__SOURCE DATA__.
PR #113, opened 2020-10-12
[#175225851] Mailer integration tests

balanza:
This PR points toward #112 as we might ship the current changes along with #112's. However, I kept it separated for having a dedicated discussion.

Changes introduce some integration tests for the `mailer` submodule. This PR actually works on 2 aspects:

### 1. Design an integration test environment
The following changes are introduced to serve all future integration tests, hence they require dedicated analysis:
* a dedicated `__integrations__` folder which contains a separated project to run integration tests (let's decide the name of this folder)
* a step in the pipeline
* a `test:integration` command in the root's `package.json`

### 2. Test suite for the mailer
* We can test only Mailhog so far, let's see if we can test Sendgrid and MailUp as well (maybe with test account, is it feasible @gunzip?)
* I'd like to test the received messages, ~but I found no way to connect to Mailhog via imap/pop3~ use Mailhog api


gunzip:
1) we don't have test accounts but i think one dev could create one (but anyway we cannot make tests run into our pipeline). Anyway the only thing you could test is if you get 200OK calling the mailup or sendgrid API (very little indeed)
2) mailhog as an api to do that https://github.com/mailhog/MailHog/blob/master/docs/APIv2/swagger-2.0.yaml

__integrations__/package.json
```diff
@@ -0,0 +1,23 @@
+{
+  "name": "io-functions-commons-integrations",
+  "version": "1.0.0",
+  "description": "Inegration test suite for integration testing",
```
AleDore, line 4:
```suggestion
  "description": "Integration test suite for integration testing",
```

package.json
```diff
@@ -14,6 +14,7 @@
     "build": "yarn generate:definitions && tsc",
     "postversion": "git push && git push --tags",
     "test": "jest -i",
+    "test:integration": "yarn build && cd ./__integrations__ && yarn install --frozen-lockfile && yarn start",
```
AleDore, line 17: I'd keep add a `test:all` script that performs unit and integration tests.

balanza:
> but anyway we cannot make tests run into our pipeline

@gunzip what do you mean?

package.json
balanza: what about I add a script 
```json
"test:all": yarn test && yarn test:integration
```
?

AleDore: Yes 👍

---

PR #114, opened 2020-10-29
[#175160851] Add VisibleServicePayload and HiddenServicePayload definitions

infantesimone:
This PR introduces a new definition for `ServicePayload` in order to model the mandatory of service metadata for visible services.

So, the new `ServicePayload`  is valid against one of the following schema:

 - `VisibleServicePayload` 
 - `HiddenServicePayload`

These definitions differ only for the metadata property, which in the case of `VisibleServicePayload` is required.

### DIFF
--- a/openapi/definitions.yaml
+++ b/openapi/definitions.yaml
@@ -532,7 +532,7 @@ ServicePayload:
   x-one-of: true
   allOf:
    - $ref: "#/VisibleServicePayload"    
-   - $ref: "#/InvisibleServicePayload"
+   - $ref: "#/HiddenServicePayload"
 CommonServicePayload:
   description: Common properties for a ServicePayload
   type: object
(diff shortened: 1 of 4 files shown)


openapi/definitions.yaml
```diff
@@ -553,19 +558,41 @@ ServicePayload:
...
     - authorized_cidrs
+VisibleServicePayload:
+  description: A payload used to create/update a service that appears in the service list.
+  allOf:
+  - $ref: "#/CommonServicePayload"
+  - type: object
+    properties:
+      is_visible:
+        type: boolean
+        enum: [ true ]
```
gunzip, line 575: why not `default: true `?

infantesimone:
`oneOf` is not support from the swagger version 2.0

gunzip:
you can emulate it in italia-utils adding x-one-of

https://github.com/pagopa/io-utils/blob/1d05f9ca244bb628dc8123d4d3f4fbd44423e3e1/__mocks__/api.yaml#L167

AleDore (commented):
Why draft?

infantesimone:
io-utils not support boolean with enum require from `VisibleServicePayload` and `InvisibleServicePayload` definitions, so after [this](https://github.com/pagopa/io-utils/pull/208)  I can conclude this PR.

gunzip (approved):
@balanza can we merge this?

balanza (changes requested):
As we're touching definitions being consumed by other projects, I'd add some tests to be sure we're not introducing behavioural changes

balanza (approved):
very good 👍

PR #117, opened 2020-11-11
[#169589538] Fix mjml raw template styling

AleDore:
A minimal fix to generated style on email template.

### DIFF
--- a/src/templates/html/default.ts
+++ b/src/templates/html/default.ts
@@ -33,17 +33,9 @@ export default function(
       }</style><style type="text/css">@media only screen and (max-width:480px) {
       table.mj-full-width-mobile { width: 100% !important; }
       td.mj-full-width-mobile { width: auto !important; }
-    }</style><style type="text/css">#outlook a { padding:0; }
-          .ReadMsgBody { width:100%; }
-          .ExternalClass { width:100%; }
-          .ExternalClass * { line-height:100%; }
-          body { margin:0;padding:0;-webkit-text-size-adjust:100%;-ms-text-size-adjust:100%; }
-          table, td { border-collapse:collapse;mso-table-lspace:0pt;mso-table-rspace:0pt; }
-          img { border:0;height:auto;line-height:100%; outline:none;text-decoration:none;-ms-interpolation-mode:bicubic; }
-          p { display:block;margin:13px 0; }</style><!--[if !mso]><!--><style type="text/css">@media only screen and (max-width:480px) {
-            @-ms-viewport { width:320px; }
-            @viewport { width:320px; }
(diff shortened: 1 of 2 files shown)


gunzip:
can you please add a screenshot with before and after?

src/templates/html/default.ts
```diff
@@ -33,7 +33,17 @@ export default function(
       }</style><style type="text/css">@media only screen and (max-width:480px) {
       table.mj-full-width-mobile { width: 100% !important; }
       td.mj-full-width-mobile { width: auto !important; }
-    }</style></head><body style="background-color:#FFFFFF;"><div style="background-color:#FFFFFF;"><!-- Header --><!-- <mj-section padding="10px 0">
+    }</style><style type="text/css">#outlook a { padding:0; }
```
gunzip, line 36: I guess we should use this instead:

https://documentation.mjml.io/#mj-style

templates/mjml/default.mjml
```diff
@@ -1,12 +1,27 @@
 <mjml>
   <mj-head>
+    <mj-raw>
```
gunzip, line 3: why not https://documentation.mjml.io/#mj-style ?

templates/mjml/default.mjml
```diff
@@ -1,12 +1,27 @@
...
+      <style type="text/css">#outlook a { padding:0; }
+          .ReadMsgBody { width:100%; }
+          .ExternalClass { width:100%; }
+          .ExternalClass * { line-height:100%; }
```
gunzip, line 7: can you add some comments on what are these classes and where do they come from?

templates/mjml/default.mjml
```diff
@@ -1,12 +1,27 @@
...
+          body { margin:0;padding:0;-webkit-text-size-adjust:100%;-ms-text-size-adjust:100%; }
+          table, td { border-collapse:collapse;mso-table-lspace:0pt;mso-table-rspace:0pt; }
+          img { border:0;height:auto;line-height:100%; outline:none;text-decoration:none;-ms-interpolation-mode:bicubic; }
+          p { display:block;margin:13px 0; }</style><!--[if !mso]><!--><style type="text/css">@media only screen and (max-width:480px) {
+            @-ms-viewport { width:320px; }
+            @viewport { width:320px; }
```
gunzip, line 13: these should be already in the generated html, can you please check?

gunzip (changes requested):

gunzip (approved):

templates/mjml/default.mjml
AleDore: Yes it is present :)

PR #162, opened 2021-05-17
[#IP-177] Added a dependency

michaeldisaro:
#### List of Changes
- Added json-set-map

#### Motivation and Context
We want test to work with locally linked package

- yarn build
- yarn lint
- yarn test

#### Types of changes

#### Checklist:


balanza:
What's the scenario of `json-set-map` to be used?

__YOUR OBJECTIVE__. In the data above, find each line that has the word "padding" and copy it out.

__WRITTEN SOLUTION__.
-    }</style><style type="text/css">#outlook a { padding:0; }
-          body { margin:0;padding:0;-webkit-text-size-adjust:100%;-ms-text-size-adjust:100%; }
-    }</style></head><body style="background-color:#FFFFFF;"><div style="background-color:#FFFFFF;"><!-- Header --><!-- <mj-section padding="10px 0">
+    }</style><style type="text/css">#outlook a { padding:0; }
+      <style type="text/css">#outlook a { padding:0; }
+          body { margin:0;padding:0;-webkit-text-size-adjust:100%;-ms-text-size-adjust:100%; }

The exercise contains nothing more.